Financial market integration remains limited, too. There still exist many legislative restrictions on the free movement of capital within the EAC that inhibit or make entry into the market expensive. While Uganda, Kenya, and more recently Rwanda have achieved a higher degree of capital account openness in the EAC, Tanzania had restrictions on all assets until recently. In the absence of data on intra-EAC capital flows, the application of the beta-convergence and sigma-convergence concepts to financial market returns for various maturities provides an indirect (and imperfect) way to assess financial integration. Empirical estimates point to convergence in short-term market returns within the EAC. Yet, there is no evidence for such convergence in longer-maturity instruments.

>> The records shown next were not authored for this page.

PR #552, opened 2022-07-15
Optimize SQL for workflow recovery queries

gmokki:
Split recovery needed detection and listing of workflows needing recovery into separate transactions to fix slowdown with large amounts of workflow instances


nflow-engine/src/main/java/io/nflow/engine/internal/dao/ExecutorDao.java
```diff
@@ -164,27 +163,44 @@ private void updateWithPreparedStatement(String sql) {
...
+          var started = sqlVariants.getDateTime(rs, "started");
+          var active = sqlVariants.getDateTime(rs, "active");
+          var expires = sqlVariants.getDateTime(rs, "expires");
+          var stopped = sqlVariants.getDateTime(rs, "stopped");
+          var recovered = sqlVariants.getDateTime(rs, "recovered");
+          return new WorkflowExecutor(id, host, pid, executorGroup, started, active, expires, stopped, recovered);
+        });
   }
 
   public void markShutdown() {
```
gmokki, line 180: Isn't this supposed to be graceful shutdown that does not need any recovery? At least the old code did not recover any workflows from executors closed with this method.

nflow-engine/src/main/java/io/nflow/engine/internal/dao/ExecutorDao.java
```diff
@@ -164,27 +163,44 @@ private void updateWithPreparedStatement(String sql) {
...
+        "select id from nflow_executor where " + getExecutorGroupCondition() + " and id <> " + getExecutorId()
+            + " and recovered is null and " + sqlVariants.dateLtEqDiff("expires", "current_timestamp"),
+        (rs, rowNum) -> rs.getInt(1));
+  }
+
+  public void markRecovered(int recoveredExecutorId) {
+    try {
+      jdbc.update(
+          "update nflow_executor set recovered=current_timestamp where recovered is null and "
+              + sqlVariants.dateLtEqDiff("expires", "current_timestamp") + " and " + getExecutorGroupCondition() + " and id = ?",
```
gmokki, line 200: Do we need the expires or the executor group conditions here?

efonsell: If we assume that a node that has expired will never come back alive and start updating it's heartbeat, then they are not needed. Can we assume that?

nflow-engine/src/main/java/io/nflow/engine/internal/dao/ExecutorDao.java
efonsell: Yes, unless the graceful shutdown times out. Then we need to recover.

nflow-engine/src/main/java/io/nflow/engine/internal/dao/ExecutorDao.java
gmokki: ok

efonsell (approved):

PR #641, opened 2018-02-15
Allow instatiating existing filters by id

dylanjw:
### What was wrong?

There was not public method to attach a filter instance to an existing client-side filter.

Overall, the implementation of the CU and CM do not seem to have led to a major increase in economic and financial integration in the EAC. This paper does not elaborate on the reasons for this empirical result, which could reflect a range of very different issues. For instance, there could be measurement problems, such as the possible misclassification of transit trade or underreporting of cross-border trade in the EAC, which could affect significantly the quality of available data.5 There could also be exceptional factors at play, such as high hydrocarbon prices during a large part of the period under review or infrastructure investment efforts, both having a large impact on imports from the rest of the world, that could distort the evolution of certain ratios and lead to an underappreciation of the development of intra-EAC trade. Another factor could be the time needed for policies to change existing patterns, and the limited scope of the first phase of CM implementation. However, a number of existing studies have pointed to the incomplete implementation of the CU and CM protocols. For instance, there are still many nontariff barriers affecting intra-EAC trade. The comprehensive assessments (“scorecards”) conducted in 2013–14 and 2015–16 by the EAC Secretariat and the World Bank note that laws and regulations of the EAC countries still present barriers to increased cross-border trade and foreign direct investment into the region (EAC Secretariat 2014, 2016). Progress to eliminate restrictions has been slow, and some countries have introduced new measures despite their obligations under the CM. These factors have likely slowed the development of the common market.